- Lightner in 1971

Background information
- Also known as: Gwendolyn Cooper
- Born: 1925 Brookport, Illinois, U.S.
- Died: August 22, 1999 (aged 73–74) Los Angeles, California
- Genres: Gospel
- Occupation: Musician
- Instrument: Piano

= Gwendolyn Rosetta Capps Lightner =

Gwendolyn Rosetta Capps Lightner (1925 – August 22, 1999) was an American gospel pianist, arranger, and choir director and an influential figure within the Los Angeles gospel community. She was best known for her work as accompanist for Mahalia Jackson, and she was also a session musician for recordings by the Pilgrim Travelers, the Soul Stirrers, Brother Joe May, and Doris Akers. Lightner was also an active leader within the Baptist church for many years. Bernice Johnson Reagon, scholar, founder of Sweet Honey in the Rock, and curator emeritus in the Division of Community Life and the Smithsonian Institution's National Museum of American History called Lightner "a brilliant exponent of classical gospel playing."

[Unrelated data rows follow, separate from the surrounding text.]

PR #5, opened 2023-11-20
External navigation interface

GuillaumeLaine:
Contents:
- Local navigation interface
- Example usage node of local navigation interface
- Global navigation interface
- Example usage node of global navigation interface

### Testing
- Flight tested by passing lat lon measurements to the global interface from `vehicle_gps_position` plus noise, and checking aux global position was fused in the EKF.
- Flight tested by passing 3D local position measurements to the local interface from `vehicle_local_position` plus noise, and checking external vision position was fused in the EKF.

### Usage
Build, source, run local interface example node which uses the interface to send a sample estimate every 1s:
```
ros2 run example_local_navigation_cpp example_local_navigation_cpp
```
Similarly for global interface example node:
```
 ros2 run example_global_navigation_cpp example_global_navigation_cpp
```


px4_ros2_cpp/src/navigation/experimental/local_navigation_interface.cpp
```diff
@@ -0,0 +1,201 @@
...
+
+  _aux_local_position_pub = node.create_publisher<AuxLocalPosition>(AUX_LOCAL_POSITION_TOPIC, 10);
+
+}
+
+int LocalNavigationInterface::update(const LocalPositionEstimate & local_position_estimate) const
+{
+  // Run basic sanity checks on local position estimate
+  if (_checkEstimateEmpty(local_position_estimate)) {
+    RCLCPP_WARN(_node.get_logger(), "Estimate values are all empty.");
```
DanMesh, line 49: I wonder whether `WARN` is the right level for this. While it is bad, if a user sends an invalid struct, there's a good chance they're continually sending it at a high rate, which would spam the logs. That might be a good thing too, but we could also make this log `DEBUG` level (or even remove it) and rely more on the return value for error catching. What do you think?

px4_ros2_cpp/src/navigation/experimental/local_navigation_interface.cpp
```diff
@@ -0,0 +1,201 @@
...
+  AuxLocalPosition aux_local_position;
+
+  aux_local_position.timestamp_sample = local_position_estimate.timestamp_sample;
+
+  // Position
+  aux_local_position.pose_frame = _pose_frame;
+
+  const Vector2f position_xy = local_position_estimate.position_xy.value_or(Vector2f{NAN, NAN});
+  aux_local_position.position[0] = position_xy[0];
+  aux_local_position.position[1] = position_xy[1];
```
DanMesh, line 75: Do we need some kind of check that both the `x` and `y` components have values? This goes for velocity, variances etc.
@bresch I would assume we want to avoid sending in partial positions, e.g. `position = [12.3, NAN]`.

px4_ros2_cpp/include/px4_ros2/navigation/experimental/local_navigation_interface.hpp
```diff
@@ -0,0 +1,94 @@
...
+    AuxLocalPosition::POSE_FRAME_NED,
+    AuxLocalPosition::POSE_FRAME_FRD
+  };
+
+  uint8_t _available_velocity_frames[4] = {
+    AuxLocalPosition::VELOCITY_FRAME_UNKNOWN,
+    AuxLocalPosition::VELOCITY_FRAME_NED,
+    AuxLocalPosition::VELOCITY_FRAME_FRD,
+    AuxLocalPosition::VELOCITY_FRAME_BODY_FRD
+  };
```
DanMesh, line 90: Could these be const and/or static?

DanMesh (commented):
This is off to a good start. I looked mostly at the local updates for now and left a few thoughts.

px4_ros2_cpp/src/navigation/experimental/local_navigation_interface.cpp
```diff
@@ -0,0 +1,201 @@
...
+    local_position_estimate.velocity_z_variance.value_or(NAN);
+
+  // Angular velocity (unused at the moment)
+  aux_local_position.angular_velocity = {NAN, NAN, NAN};
+
+  // Publish
+  aux_local_position.timestamp = _node.get_clock()->now().nanoseconds() * 1e-3;
+  _aux_local_position_pub->publish(aux_local_position);
+
+  return static_cast<int>(NavigationInterfaceCodes::SUCCESS);
```
GuillaumeLaine, line 121: @DanMesh just realized, maybe we should return a NavigationInterfaceCodes directly? It would prevent type casting, not sure if there's any advantage to returning an int?

px4_ros2_cpp/src/navigation/experimental/local_navigation_interface.cpp
GuillaumeLaine: I see your point. I'll set it to DEBUG in the meantime.

px4_ros2_cpp/src/navigation/experimental/local_navigation_interface.cpp
GuillaumeLaine: That's a good point, I'll add a check for this.

.gitignore
```diff
@@ -380,3 +380,11 @@ pyrightconfig.json
...
 # End of https://www.toptal.com/developers/gitignore/api/c++,meson,sonar,python,sonarqube,visualstudiocode,clion
 .idea
+
+# Colcon
+build/
+install/
+log/
+
+# Vscode
+.vscode
```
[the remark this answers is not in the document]
GuillaumeLaine: You're correct removing it

px4_ros2_cpp/include/px4_ros2/navigation/experimental/global_navigation_interface.hpp
```diff
@@ -0,0 +1,77 @@
...
+  explicit GlobalNavigationInterface(Context & context);
+  ~GlobalNavigationInterface() override = default;
+
+  /**
+   * @brief Publish global position estimate to FMU.
+   */
+  NavigationInterfaceReturnCode update(const GlobalPositionEstimate & global_position_estimate)
+  const override;
+
+  const std::string AUX_GLOBAL_POSITION_TOPIC = "/fmu/in/aux_global_position";
```
DanMesh, line 48: Remove?

px4_ros2_cpp/include/px4_ros2/navigation/experimental/navigation_interface_base.hpp
```diff
@@ -0,0 +1,34 @@
...
+   * @brief Publish position estimate to FMU.
+   */
+  virtual NavigationInterfaceReturnCode update(const EstimateType & global_position_estimate) const
+  = 0;
+
+private:
+  virtual bool _checkEstimateEmpty(const EstimateType & estimate) const = 0;
+  virtual bool _checkVarianceValid(const EstimateType & estimate) const = 0;
+  virtual bool _checkFrameValid(const EstimateType & estimate) const = 0;
+  virtual bool _checkValuesNotNAN(const EstimateType & estimate) const = 0;
```
DanMesh, line 31: On naming, how about something like `_isX`?

Could we also make it such that they all return the same value when "good"? For example, when "good", we currently have `_checkEstimateEmpty` = `false` while all the others are `true`. Maybe this isn't too important if they're not used together.

Open to ideas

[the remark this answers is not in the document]
GuillaumeLaine: Protected certainly makes more sense here

px4_ros2_cpp/include/px4_ros2/navigation/experimental/global_navigation_interface.hpp
```diff
@@ -0,0 +1,77 @@
...
+   * @brief Check that if an estimate value is defined, its associated frame is not *FRAME_UNKNOWN.
+   */
+  bool _checkFrameValid(const GlobalPositionEstimate & estimate) const override;
+
+  /**
+   * @brief Check that if an estimate value is defined, none of its fields are NAN.
+   */
+  bool _checkValuesNotNAN(const GlobalPositionEstimate & estimate) const override;
+
+  rclcpp::Node & _node;
```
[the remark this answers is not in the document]
GuillaumeLaine: Shouldn't this stay `private`? Given that we are not expecting children to the global navigation interface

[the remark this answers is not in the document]
DanMesh: My main thought here is that it should be in the interface base, since it is common to both global and local.
Then, if it's in the base, it would need to be protected so that the global & local children can access it.

examples/cpp/navigation/global_navigation/include/global_navigation.hpp
```diff
@@ -0,0 +1,96 @@
...
+using namespace std::chrono_literals; // NOLINT
+
+class GlobalNavigationTest : public px4_ros2::Context
+{
+public:
+  explicit GlobalNavigationTest(rclcpp::Node & node)
+  : Context(node), _node(node)
+  {
+    // Instantiate global navigation interface
+    _global_navigation_interface = std::make_shared<px4_ros2::GlobalNavigationInterface>(*this);
```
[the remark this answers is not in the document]
GuillaumeLaine: I agree that for the user just passing a `Node` to the interface to get things running is ideal. But In that case if we're not passing a `Context` as a constructor argument to the interface, how will the interface get hold of a Context? I believe one of the future uses of the Context for the interface had to do with registration with the FMU. But maybe this can be done directly in the interface, though I think that would be inconsistent with the modes implementation.

@bkueng maybe you have some insight on this? Does it make sense to have the interface just take a `Node` for initialisation?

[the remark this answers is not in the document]
GuillaumeLaine: Or perhaps the interface can inherit from `Context` in that case? Then the Context is abstracted away, but still available internally

px4_ros2_cpp/include/px4_ros2/navigation/experimental/global_navigation_interface.hpp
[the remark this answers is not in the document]
GuillaumeLaine: Ah duh, I didn't see the word base, will do

examples/cpp/navigation/global_navigation/include/global_navigation.hpp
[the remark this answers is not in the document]
bkueng: Yes the idea is to do something like this:
Library:
```
class NavigationInferaceBase : public Context {
...

class GlobalNavigationInferaceBase : public NavigationInferaceBase {
...
```
User:
```
class GlobalNavigationTest : public px4_ros2::GlobalNavigationInferaceBase {
...
```

examples/cpp/navigation/global_navigation/include/global_navigation.hpp
```diff
@@ -0,0 +1,68 @@
...
+    px4_ros2::GlobalPositionEstimate global_position_estimate {};
+
+    global_position_estimate.timestamp_sample = _node.get_clock()->now();
+
+    global_position_estimate.lat_lon = Eigen::Vector2f {12.34321, 23.45432};
+    global_position_estimate.altitude_agl = 12.4f;
+    global_position_estimate.positional_uncertainty = 0.4f;
+
+    px4_ros2::NavigationInterfaceReturnCode retcode;
+    retcode = update(global_position_estimate);
```
DanMesh, line 39: Is it necessary to split these?

px4_ros2_cpp/include/px4_ros2/navigation/experimental/global_navigation_interface.hpp
```diff
@@ -0,0 +1,76 @@
...
+{
+
+struct GlobalPositionEstimate
+{
+  rclcpp::Time timestamp_sample {};
+
+  // Lat lon
+  std::optional<Vector2d> lat_lon {std::nullopt};
+  // Standard deviation of horizontal position error (metres)
+  std::optional<float> lat_lon_stddev {std::nullopt};
```
GuillaumeLaine, line 28: @DanMesh Is this the name we want to expose `lat_lon_stddev`? Or should we use `eph` instead. The former is more descriptive, but the latter is closer to the VehicleGlobalPosition message.

GuillaumeLaine: @bresch any opinion on this?

bresch: I think eph and epv are widely used

DanMesh: What about using a variance instead of a standard deviation? e.g. `lat_lon_variance` and `altitude_variance`.

This would then be consistent with the local navigation interface, which uses variances.

px4_ros2_cpp/include/px4_ros2/navigation/experimental/global_navigation_interface.hpp
```diff
@@ -0,0 +1,76 @@
...
+ * SPDX-License-Identifier: BSD-3-Clause
+ ****************************************************************************/
+
+#pragma once
+
+#include <optional>
+#include <rclcpp/rclcpp.hpp>
+#include <Eigen/Eigen>
+
+#include <px4_msgs/msg/vehicle_global_position.hpp>
```
DanMesh, line 12: We should add the topics used to the message compatibility checks. See https://github.com/Auterion/px4-ros2-interface-lib/blob/main/px4_ros2_cpp/include/px4_ros2/components/message_compatibility_check.hpp#L12-L33.

px4_ros2_cpp/include/px4_ros2/navigation/experimental/global_navigation_interface.hpp
GuillaumeLaine: discussion decision: use `horizontal_variance` and `vertical_variance`

px4_ros2_cpp/src/navigation/experimental/local_navigation_interface.cpp
```diff
@@ -0,0 +1,281 @@
...
+    std::begin(kAvailableVelocityFrames), std::end(
+      kAvailableVelocityFrames), velocity_frame);
+  if (it_vel_frame == std::end(kAvailableVelocityFrames)) {
+    RCLCPP_WARN(
+      node.get_logger(), "Failed to initialize LocalNavigationInterface: invalid velocity reference frame %i. Setting velocity reference frame to VELOCITY_FRAME_UNKNOWN.",
+      velocity_frame);
+    _velocity_frame = AuxLocalPosition::VELOCITY_FRAME_UNKNOWN;
+  } else {
+    _velocity_frame = velocity_frame;
+  }
```
bkueng, line 40: Defining a separate enum would make these a bit nicer to use (instead of uint8_t), with the small downside of having to map from the enum to `AuxLocalPosition::POSE_FRAME_x`.

bkueng (commented):
Nice work, I remarked a couple of smaller things.

.gitignore
```diff
@@ -380,3 +380,8 @@ pyrightconfig.json
 
 # End of https://www.toptal.com/developers/gitignore/api/c++,meson,sonar,python,sonarqube,visualstudiocode,clion
 .idea
+
+# Colcon
```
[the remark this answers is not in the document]
GuillaumeLaine: Because I was calling `colcon build` directly from the interface lib directory. But I guess the entire lib should be in a parent ros workspace, and I should call `colcon build` from there? I'll remove the changes from the .gitignore

examples/cpp/navigation/local_navigation/include/local_navigation.hpp
```diff
@@ -0,0 +1,76 @@
...
+    const uint8_t velocity_frame)
+  : LocalNavigationInterface(node, pose_frame, velocity_frame)
+  {
+    _timer =
+      node.create_wall_timer(1s, [this] {updateAuxLocalPosition();});
+
+    RCLCPP_INFO(node.get_logger(), "example_local_navigation_node running!");
+  }
+
+  void updateAuxLocalPosition()
```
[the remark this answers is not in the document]
GuillaumeLaine: It does not, i'll update accordingly

px4_ros2_cpp/include/px4_ros2/navigation/experimental/navigation_interface_base.hpp
```diff
@@ -0,0 +1,68 @@
...
+{
+public:
+  explicit NavigationInterfaceBase(rclcpp::Node & node)
+  : Context(node, ""), _node(node) {}
+  virtual ~NavigationInterfaceBase() = default;
+
+  /**
+   * @brief Publish position estimate to FMU.
+   */
+  virtual NavigationInterfaceReturnCode update(const EstimateType & global_position_estimate) const
```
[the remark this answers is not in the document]
GuillaumeLaine: I thought it made sense because the `update` method is the core shared method between all the children navigation interfaces. Removing the template would also mean removing all the templated bool check methods from the base class (e.g. `isEstimateNonEmpty`...), and the base case would then only be a `Context` constructor call. Do you think it's best to remove the update method?

px4_ros2_cpp/src/navigation/experimental/global_navigation_interface.cpp
```diff
@@ -0,0 +1,131 @@
...
+{
+  _aux_global_position_pub =
+    node.create_publisher<VehicleGlobalPosition>(
+    topicNamespacePrefix() + "/fmu/in/aux_global_position", 10);
+}
+
+NavigationInterfaceReturnCode GlobalNavigationInterface::update(
+  const GlobalPositionEstimate & global_position_estimate) const
+{
+  // Run basic sanity checks on global position estimate
```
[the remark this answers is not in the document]
GuillaumeLaine: Do you mean in the PX4 user guide? Each check has a `@brief` description, but how do you mean otherwise?

examples/cpp/navigation/global_navigation/include/global_navigation.hpp
```diff
@@ -0,0 +1,69 @@
...
+    // Enable debug output
+    auto ret =
+      rcutils_logging_set_logger_level(get_logger().get_name(), RCUTILS_LOG_SEVERITY_DEBUG);
+
+    if (ret != RCUTILS_RET_OK) {
+      RCLCPP_ERROR(get_logger(), "Error setting severity: %s", rcutils_get_error_string().str);
+      rcutils_reset_error();
+    }
+
+    _interface = std::make_unique<GlobalNavigationTest>(*this);
```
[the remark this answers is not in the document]
DanMesh: I guess that would go in the interface base class, rather than each of the global and local child classes?

px4_ros2_cpp/src/navigation/experimental/global_navigation_interface.cpp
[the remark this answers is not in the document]
DanMesh: > Ah or do you mean to extend the @brief description of the update method?

I'd do this, to have it in the code. But mentioning it in the user guide is also a good idea

examples/cpp/navigation/global_navigation/include/global_navigation.hpp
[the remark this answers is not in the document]
bkueng: Exactly

px4_ros2_cpp/src/navigation/experimental/global_navigation_interface.cpp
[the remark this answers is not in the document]
bkueng: Exactly, for the `update`, since that is what someone using the API most likely will look at (you could also link to individual checks if there's more text to avoid repetition)

px4_ros2_cpp/src/navigation/experimental/local_navigation_interface.cpp
```diff
@@ -0,0 +1,244 @@
...
+}
+
+bool LocalNavigationInterface::isFrameValid(const LocalPositionEstimate & estimate) const
+{
+  if ((estimate.position_xy.has_value() || estimate.position_z.has_value()) &&
+    _pose_frame == AuxLocalPosition::POSE_FRAME_UNKNOWN)
+  {
+    RCLCPP_ERROR(
+      _node.get_logger(),
+      "Position estimate update requested but pose reference frame is set to POSE_FRAME_UNKNOWN.");
```
DanMesh, line 170: I would try abbreviate this. Also, this function can in theory be called when you're not requesting an update.
Same applies to velocity below, and the error string in the invalid argument exception ([here](https://github.com/Auterion/px4-ros2-interface-lib/pull/5/files#diff-19dae766cc08d36ce42531a0f6f4460ad4736ada1694ddfd54eb1c9d4e04deccR40)).

```suggestion
      "Position estimate has unknown pose frame.");
```

DanMesh (approved):
The [aux global position PR](https://github.com/PX4/PX4-Autopilot/pull/22426) is merged, so this should be ready to go

px4_ros2_cpp/include/px4_ros2/navigation/experimental/local_navigation_interface.hpp
```diff
@@ -0,0 +1,145 @@
...
+  /** @brief Variance of velocity error in the xy-plane. */
+  std::optional<Eigen::Vector2f> velocity_xy_variance {std::nullopt};
+  /** @brief Velocity in the z-axis. */
+  std::optional<float> velocity_z {std::nullopt};
+  /** @brief Variance of velocity error in the z-axis. */
+  std::optional<float> velocity_z_variance {std::nullopt};
+
+  /** @brief Attitude quaternion. */
+  std::optional<Eigen::Quaternionf> attitude_quaternion {std::nullopt};
+  /** @brief Variance of attitude error. */
```
bresch, line 95:
```suggestion
  /** @brief Variance of attitude in body frame. */
```
It's also possible to define the attitude variance in the local frame, so we should make it explicit.

px4_ros2_cpp/include/px4_ros2/navigation/experimental/local_navigation_interface.hpp
```diff
@@ -0,0 +1,145 @@
...
+  /** @brief Velocity in the xy-plane. */
+  std::optional<Eigen::Vector2f> velocity_xy {std::nullopt};
+  /** @brief Variance of velocity error in the xy-plane. */
+  std::optional<Eigen::Vector2f> velocity_xy_variance {std::nullopt};
+  /** @brief Velocity in the z-axis. */
+  std::optional<float> velocity_z {std::nullopt};
+  /** @brief Variance of velocity error in the z-axis. */
+  std::optional<float> velocity_z_variance {std::nullopt};
+
+  /** @brief Attitude quaternion. */
```
bresch, line 93:
```suggestion
  /** @brief Attitude quaternion [w, x, y, z], Hamiltonian convention */
```

px4_ros2_cpp/include/px4_ros2/navigation/experimental/local_navigation_interface.hpp
```diff
@@ -0,0 +1,145 @@
...
+    case VelocityFrame::FRD: return AuxLocalPosition::VELOCITY_FRAME_FRD;
+
+    case VelocityFrame::BodyFRD: return AuxLocalPosition::VELOCITY_FRAME_BODY_FRD;
+  }
+
+  return AuxLocalPosition::POSE_FRAME_UNKNOWN;
+}
+
+/**
+ * @struct LocalPositionEstimate
```
bresch, line 64:
```suggestion
 * @struct LocalPositionMeasurement
```

Nitpicking here, but using the name "Estimate" is a bit confusing here as we should be sending "measurements" to the estimator and getting back "estimates". Another possible shorter name is `LocalPositionSample`.

px4_ros2_cpp/include/px4_ros2/navigation/experimental/local_navigation_interface.hpp
```diff
@@ -0,0 +1,145 @@
...
+}
+
+constexpr inline uint8_t velocityFrameToMessageFrame(px4_ros2::VelocityFrame frame) noexcept
+{
+  switch (frame) {
+    case VelocityFrame::Unknown: return AuxLocalPosition::VELOCITY_FRAME_UNKNOWN;
+
+    case VelocityFrame::NED: return AuxLocalPosition::VELOCITY_FRAME_NED;
+
+    case VelocityFrame::FRD: return AuxLocalPosition::VELOCITY_FRAME_FRD;
```
bresch, line 55:
```suggestion
    case VelocityFrame::LocalFRD: return AuxLocalPosition::VELOCITY_FRAME_FRD;
```
Most people are using "FRD" for "body frame". I know that you just took the uorb message as a reference, but I think we should be a bit more explicit.

px4_ros2_cpp/include/px4_ros2/navigation/experimental/local_navigation_interface.hpp
```diff
@@ -0,0 +1,145 @@
...
+
+  return AuxLocalPosition::POSE_FRAME_UNKNOWN;
+}
+
+constexpr inline uint8_t velocityFrameToMessageFrame(px4_ros2::VelocityFrame frame) noexcept
+{
+  switch (frame) {
+    case VelocityFrame::Unknown: return AuxLocalPosition::VELOCITY_FRAME_UNKNOWN;
+
+    case VelocityFrame::NED: return AuxLocalPosition::VELOCITY_FRAME_NED;
```
bresch, line 53:
```suggestion
    case VelocityFrame::LocalNED: return AuxLocalPosition::VELOCITY_FRAME_NED;
```
Yes, NED is necessary a local frame by definition, but it's then more obvious that the user has the choice between 2 local frames and a body frame

bresch (changes requested):

px4_ros2_cpp/include/px4_ros2/navigation/experimental/local_position_measurement_interface.hpp
```diff
@@ -0,0 +1,145 @@
...
+  FRD
+};
+
+enum class VelocityFrame
+{
+  Unknown,
+  LocalNED,
+  LocalFRD,
+  BodyFRD
+};
```
DanMesh, line 33: @bresch Do you think we should also make the _pose_ frames `LocalNED` and `LocalFRD`? While there is no chance for confusion between local and body, it would be more consistent with the velocity frames.

px4_ros2_cpp/include/px4_ros2/navigation/experimental/local_position_measurement_interface.hpp
```diff
@@ -0,0 +1,145 @@
...
+   */
+  bool isVarianceValid(const LocalPositionMeasurement & measurement) const;
+
+  /**
+   * @brief Check that if an measurement value is defined, its associated frame is not *FRAME_UNKNOWN.
+   */
+  bool isFrameValid(const LocalPositionMeasurement & measurement) const;
+
+  /**
+   * @brief Check that if an measurement value is defined, none of its fields are NAN.
```
DanMesh, line 135:
```suggestion
   * @brief Check that if a measurement value is defined, none of its fields are NAN.
```

Being a bit pedantic, but find-and-replace unfortunately leaves behind the old articles for every instance of "measurement"

DanMesh (changes requested):

px4_ros2_cpp/include/px4_ros2/navigation/experimental/local_position_measurement_interface.hpp
bresch: Yes, makes total sense

DanMesh:
Great, thanks @bkueng!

==Early life and education==
Gwendolyn Lightner was born in Brookport, Illinois in 1925, the fourth of six children, to parents Mase and Florence Capps. She began playing piano when she was 8 and by the age of 10 she was playing for her church choir and for school activities. After graduating from high school she attended Southern Illinois University in Carbondale, Illinois, where she completed her classical training. Her move to Chicago in the early 1940s to attend the Lyon and Healy Academy of Music led to a growing interest in gospel music and her into contact with many of the city's most prominent gospel musicians (among them, Kenneth Morris, Sallie Martin, Roberta Martin, Emma Jackson, and Mahalia Jackson). Kenneth Morris had begun using a new, improvisational style of piano accompaniment for gospel music that scholars call "the bounce," and when Lightner heard it, she asked Morris to teach her how to play that way. This resulted in her creation of a sound that melded Morris' looser "bounce" style with the more classic style of gospel she grew up with.

==Career==
Lightner was a member of the Emma L. Jackson Singers when the group received an invitation to perform from the minister of Grace Memorial church in Los Angeles. They toured Los Angeles for several weeks in 1946, and during that time Lightner made the decision to stay and manage Lillian Doty's Los Angeles Gospel Music Mart studio. At the time of her arrival there was not a significant gospel music tradition in Los Angeles. Music in church services consisted primarily of traditional hymns. She was hired, together with James Earl Hines, a nationally known gospel singer and choir director, by the Reverend John L. Branham of St. Paul Baptist Church, himself a native of Chicago, who wanted to bring the midwest gospel sound into his church services.
In 1946, Lightner and Hines founded St. Paul Baptist Church's Echoes of Eden choir, which would go on to be credited with revolutionizing the Los Angeles gospel music scene. From 1947 to 1949, Lightner served as the choir's first pianist. Echoes of Eden, whose membership reached over 100 singer, made its Los Angeles radio debut in February 1947. The program, which broadcast from 10:30 to 11:30 p.m., would eventually be heard in seventeen states by a listening audience of one million people, one of the largest on the West Coast at the time.

After St. Paul Baptist Church, Lightner went on to become choir director and pianist at Grace Memorial Church of God in Christ and Mount Moriah Baptist Church. In 1956, she became the musical minister for the Bethany Missionary Baptist Church, where she would remain for the next 43 years. She also taught music at the Victory Baptist Day School for almost 30 years.

Lightner was affiliated with a number of gospel groups in Los Angeles, including: the Rose of Sharon (1946–47) women's gospel trio, the J.Earle Hines Good will Singers (1947–49) and later the J. Earle Hines Goodwill Community Choir (1950s), the Sallie Martin Singers (1952–53), and the Voices of Hope community choir (1957–74). She organized and co-directed Voices of Hope with Thurston G. Frazier, and the group would go on to become nationally known through many live concert appearances and two albums for Capitol Records ("We've Come This Far by Faith," and "Walk on by Faith"). Lightner would also play piano on other gospel recordings by the Pilgrim Travelers, the Soul Stirrers, and Brother Joe May (all for Specialty Records). She is perhaps best known as the pianist for Mahalia Jackson (1968–72), whom Lightner accompanied for several world tours and many television appearances.

Lightner served as pianist for the National Baptist Convention U.S.A. for over fifty years. She was also director of music for the Western Baptist State Convention and Congress of Christian Education.